BS Banking Bureau in Mumbai | October 09, 2003 08:05 IST

After tightening interest rates on repatriable non-resident external rupee (NRE) deposits and dollar deposits (FCNR-B) to kill arbitrage opportunities between the international and domestic markets, the Reserve Bank of India may now tighten the norms for non-resident Indians' investments in mutual funds.

According to banking industry sources, the central bank is seriously looking into the issue.

"This is the only avenue left where arbitrage opportunities still exist. The RBI is planning to plug any loopholes that exist," a banking industry source said. The RBI is comfortable with trade inflows but wants to restrict the capital flows.

At present, NRIs as well as foreign institutional investors are allowed to invest in mutual funds both on a repatriable as well as on a non-repatriable basis. NRIs are required to use money in their NRE and FCNR(B) accounts to invest on a repatriable basis.

They can also take the inward remittance route to invest in mutual funds.

"It is clearly known that the RBI wants to put a cap on NRI money flows into the mutual funds sector. The central bank may put some restrictions for a limited period and watch their impact," said a banking source.

Mutual fund industry sources, however, said there had not been a huge NRI money flow into the sector.

The RBI has continuously been putting restrictions on NRI remittances so as to push up the quality of foreign exchange assets and check the flow of hot money.

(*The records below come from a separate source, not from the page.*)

PR #1153, opened 2024-11-14
fix: Fix null index join with 'on' arg

TrevorBergeron:

### DIFF
--- a/tests/system/small/test_null_index.py
+++ b/tests/system/small/test_null_index.py
@@ -341,6 +341,25 @@ def test_null_index_df_concat(scalars_df_null_index, scalars_pandas_df_default_i
     )
 
 
+def test_null_index_map_dict_input(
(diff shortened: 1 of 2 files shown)


tests/system/small/test_null_index.py
```diff
@@ -268,6 +268,25 @@ def test_null_index_series_self_join(
     )
 
 
+def test_null_index_series_self_join_on(
```
shobsi, line 271: were we able to write a sample code that reproduces the issue in b/359602477?  It would be great to add that as a test case `.map()`

TrevorBergeron: added test in new revision

shobsi (approved):

tests/system/small/test_null_index.py
shobsi: Thank you!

In September this year, the RBI capped the interest rates on repatriable NRE deposits at 100 basis points above the London Inter-Bank Offered Rate (Libor)/Swap rates for the dollar of corresponding maturity.

The move has put NRE and FCNR-B deposits on a par and killed arbitrage opportunities.

Earlier in July, the RBI had imposed a ceiling on interest rates on repatriable NRE deposits. Then the central bank said banks could not pay more than 250 basis points above the Libor/Swap rates for dollar of corresponding maturity.

It had also brought down the interest rates on FCNR(B) deposits.

Capital curb

  • The RBI is likely to put some restrictions on NRI investments in MFs for a limited period.
  • The apex bank is comfortable with trade inflows but wants to restrict capital flows.
  • It has continuously put restrictions on NRI remittances to raise the quality of India's foreign exchange assets.